Ted Constanzo

No. 12
- Positions: Quarterback, punter

Personal information
- Listed weight: 190 lb (86 kg)

Career information
- High school: Churchill
- College: Texas (1975–1979)

= Ted Constanzo =

American football player (born c. 1956)

Ted Louis Constanzo (born c. 1956) is an American former football player and coach who started as quarterback and later at punter for the Texas Longhorns in the late 1970s and became a high school football coach in Texas

==Early life==
Ted Constanzo was a star quarterback at Churchill High School in San Antonio, where his father was a teacher. He quarterbacked his team for two years, earning player-of-the-week, all-district and, in 1974, all state honors after passing for 1,117 yards, one of the 10 best seasons in Texas 5A history at the time. He was also the team's punter and led his team to the playoffs twice. He played in the 1974 Texas High School Coaches Association All-Star game and won the Thom McAn award as the city's outstanding high school football player. He had a strong arm and was a blue-chip college recruit for his passing.

Constanzo was an all-around athlete, who was also a star of the track and field team where he competed in, among other things, the pole vault, and he lettered in both baseball and basketball.

==College career==
Ted Constanzo arrived at Texas at 1975 and immediately moved into the role of backup to Marty Akins because Mike Presley, who backed up Akins in 1974, had decided to leave football to focus on his education. He gained experience in blow-out wins over Colorado State, Utah State and Rice, replacing Akins late in all three games. Late in the season, he was pressed into duty against TCU when Akins hurt his knee. He led the number 7 Longhorns to a win, but he had difficulty handling the Wishbone offense. Two weeks later, he again replaced Akins when Akins re-injured his knee early in the second quarter against number 2, undefeated Texas A&M. The Longhorns kept it close, but Constanzo threw 3 interceptions in a 20–10 loss.

Akins graduated and in spring 1976 Constanzo was named the starter for the next season. Royal also considered him the starter during summer practice. However, just before the season started he was beat out for the starting position by Mike Cordaro, primarily because of Cordaro's speed. He backed Cordaro up for most of the season, playing late in a blowout win over Rice. His first chance to regain the starting position came against Texas Tech, when he took over for Cardoro in the first quarter. Despite losing Earl Campbell before halftime he was twice able to help Texas retake the lead, but Texas couldn't hold on and lost, 31–28. Constanzo played well enough to earn his only career start at quarterback the next week in a 30–0 loss to Houston in which he shared quarterback duties with Cordaro. The following week, they were both benched in favor of freshman Mark McBath.

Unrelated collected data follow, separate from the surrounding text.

PR #808, opened 2023-06-22
enhance ml exmple performance

jdroenner:
- I added a ChunkMerger adapter after the OGR Source since the source produces chunks that are smaller that the chunks produced by the ChunkMerger.
-  Skip raster queries in RasterVectorJoin if  there is no intersection between chunk and query
- increase cache entry temporal and spatial bounds to the tiles covered.
- enable cache between all operators (we should discuss that)

---

<TEXT>

### DIFF
--- a/operators/src/pro/cache/tile_cache.rs
+++ b/operators/src/pro/cache/tile_cache.rs
@@ -477,6 +477,14 @@ impl TileCache {
             .get_mut(&query_id)
             .ok_or(super::error::CacheError::QueryNotFoundInLandingZone)?;
 
+        // TODO: rollback if one fails?
+        entry.query.spatial_bounds = entry.query.spatial_bounds.extend(&tile.spatial_partition()); // since the source should only produce tiles that intersect with the query, we can extend the query bounds
+        entry.query.time_interval = entry
+            .query
+            .time_interval
+            .union(&tile.time)
+            .expect("time of tile must overlap with query");
+
         T::insert_tile(&mut entry.tiles, tile)?;
 
         backend.landing_zone_byte_size_used += entry.byte_size();
--- a/operators/src/source/ogr_source/mod.rs
+++ b/operators/src/source/ogr_source/mod.rs
@@ -36,6 +36,7 @@ use geoengine_datatypes::primitives::{
 };
 use geoengine_datatypes::util::arrow::ArrowTyped;
 
+use crate::adapters::FeatureCollectionStreamExt;
 use crate::engine::{
     CanonicOperatorName, OperatorData, OperatorName, QueryProcessor, WorkflowOperatorPath,
 };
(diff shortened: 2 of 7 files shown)


jdroenner:
[Analyse des Workflows aus dem ML-Beispiel & erstellen einer Strategie die Performance zu verbessern.](https://trello.com/c/hOg2MIlH/1293-analyse-des-workflows-aus-dem-ml-beispiel-erstellen-einer-strategie-die-performance-zu-verbessern)

operators/src/pro/cache/tile_cache.rs
```diff
@@ -477,6 +477,14 @@ impl TileCache {
             .get_mut(&query_id)
             .ok_or(super::error::CacheError::QueryNotFoundInLandingZone)?;
 
+        // TODO: rollback if one fails?
```
michaelmattig, line 480: do you mean one `extend`? this should never happen, right? Otherwise there is a bug in the engine somewhere. So you can remove the TODO(?)

operators/src/source/ogr_source/mod.rs
```diff
@@ -4069,9 +4072,9 @@ mod tests {
 
         let result: Vec<MultiPointCollection> = query.try_collect().await.unwrap();
 
-        assert_eq!(result.len(), 1);
-
-        assert!(result[0].is_empty());
+        // FIXME: this should be an empty collection. The ChunkMerger does not forward a single empty collection
```
michaelmattig, line 4075: Should we create a follow up task?

operators/src/source/ogr_source/mod.rs
```diff
@@ -525,6 +526,7 @@ where
             self.attribute_filters.clone(),
         )
         .await?
+        .merge_chunks(ctx.chunk_byte_size().into()) // rechunk the data if necessary TODO: remove when source produces the right chunk sizes
```
michaelmattig, line 529: Should we create a follow up task?

jdroenner: yes it is the one with the builder byte size stuff.

operators/src/pro/cache/tile_cache.rs
jdroenner: [ec74825](https://github.com/geo-engine/geoengine/pull/808/commits/ec74825ab6fe080db6782663ec4ae2274c294c62)

operators/src/source/ogr_source/mod.rs
jdroenner: [a31c549](https://github.com/geo-engine/geoengine/pull/808/commits/a31c549aee11433c22f621cb2052ac8426ad8a47)

michaelmattig (approved):

PR #818, opened 2023-07-07
allow name for datasets from workflow

jdroenner:

---

create dataset from worklfow now has the option to set a name for the new dataset

### DIFF
--- a/services/src/handlers/layers.rs
+++ b/services/src/handlers/layers.rs
@@ -628,7 +628,8 @@ async fn layer_to_dataset<C: ApplicationContext>(
     };
 
     let from_workflow = RasterDatasetFromWorkflow {
-        name: layer.name,
+        name: None,
+        display_name: layer.name,
         description: Some(layer.description),
         query: qr,
         as_cog: true,
--- a/services/src/datasets/create_from_workflow.rs
+++ b/services/src/datasets/create_from_workflow.rs
@@ -31,9 +31,11 @@ use utoipa::ToSchema;
 
 /// parameter for the dataset from workflow handler (body)
 #[derive(Clone, Debug, Deserialize, Serialize, ToSchema)]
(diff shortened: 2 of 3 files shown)


jdroenner:
[name for dataset from workflow](https://trello.com/c/39aZLCD1/1378-name-for-dataset-from-workflow)

services/src/handlers/layers.rs
```diff
@@ -628,7 +628,8 @@ async fn layer_to_dataset<C: ApplicationContext>(
     };
 
     let from_workflow = RasterDatasetFromWorkflow {
-        name: layer.name,
+        name: None,
```
michaelmattig, line 631: do you really want a random Uuid as name here? Maybe the name should be a parameter of the handler, or: derived from the layer name by replacing all disallowed characters with _ or something like that.

jdroenner: we can talk about that. This PR does not change the behavior of that functionality. 
If we change it: It will fail once you do that twice. So we need a mechanism to delete the datasets?

michaelmattig: but it does change the behavior, because previously the name was the layer name and now it is random.

> If we change it: It will fail once you do that twice. So we need a mechanism to delete the datasets?

that's why I think the name should be a mandatory user parameter. The layer name most likely wouldn't be a valid name either because of the limited allowed characters. And random names defeat the whole purpose of the names.

jdroenner: No it does not change the behavior.  Previously the RasterDatasetFromWorkflow had no field for the dataset name. The old "name" really is the display_name. Just look how the DatasetDefinition is created in raster_dataset_from_workflow. There the name was always set to none and the display_name was set from name.

michaelmattig (approved):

During spring practices in 1977 Constanzo was the back-up to McBath but in the following summer he injured his knee playing racquetball and had to have surgery to have it repaired. After missing most of the season, Akers planned to redshirt him. When McBath and back-up quarterbacks Jon Aune and Randy McEachern went down with injuries, Akers decided to start true freshman Sam Ansley against Baylor instead of the recovering Constanzo to preserve his medical redshirt. Constanzo had to burn his redshirt anyway, and use a whole season of eligibility, during that game to fill in not as quarterback, but as punter for an injured Russell Erxleben. During the fourth quarter of that game he also took a few snaps at quarterback and threw no passes. It would be the last time he'd take a snap as quarterback in his career, finishing with a record of 0–1 as a starter. He did continue to replace Erxleben the following week against Texas A&M.

During spring practice in 1978, Constanzo and McBath were the back-ups to Sam Ansley, with Aune expected to start the season when he recovered from his knee injury. He sat the season out, eventually redshirting, but was still considered, along with John Goodson, the back-up punter to Erxleben.

In 1979, he started out as a backup quarterback and punter. John Goodson started the season as the starting place-kicker and punter, but after he averaged 32.5 yards per punt through the first two games, Akers began to let Constanzo punt. They shared punting duties in 5 of the next 6 games, with Constanzo sitting out the SMU game, but during the last four games, including the Sun Bowl, Constanzo was the team's only punter. It was during the Sun Bowl that he kicked his career best, a 60-yard punt.

===Records===
- UT – Touchdown passes by a true freshman (3), surpassed by David Ash in 2011

==Later life==
After college, Constanzo enlisted in the Army and then became a football coach and teacher. In the Army, he spent three years of active duty and 17 in the reserves. He was a combat engineer officer before earning the rank of major. He left the Army and became a coach and teacher for more than 20 years. He was the athletic coordinator and head football coach at Spring Branch Middle School, where he led his team to two undefeated seasons, and then became an assistant football and baseball coach at Smithson Valley High School. In 2011, he became the head football coach and a teacher at TMI — The Episcopal School of Texas in San Antonio where he went 18-32 over 5 seasons before being replaced by Polo Gutierrez. He continued to teach middle and high school classes and serve as an assistant coach at TMI for some time after that.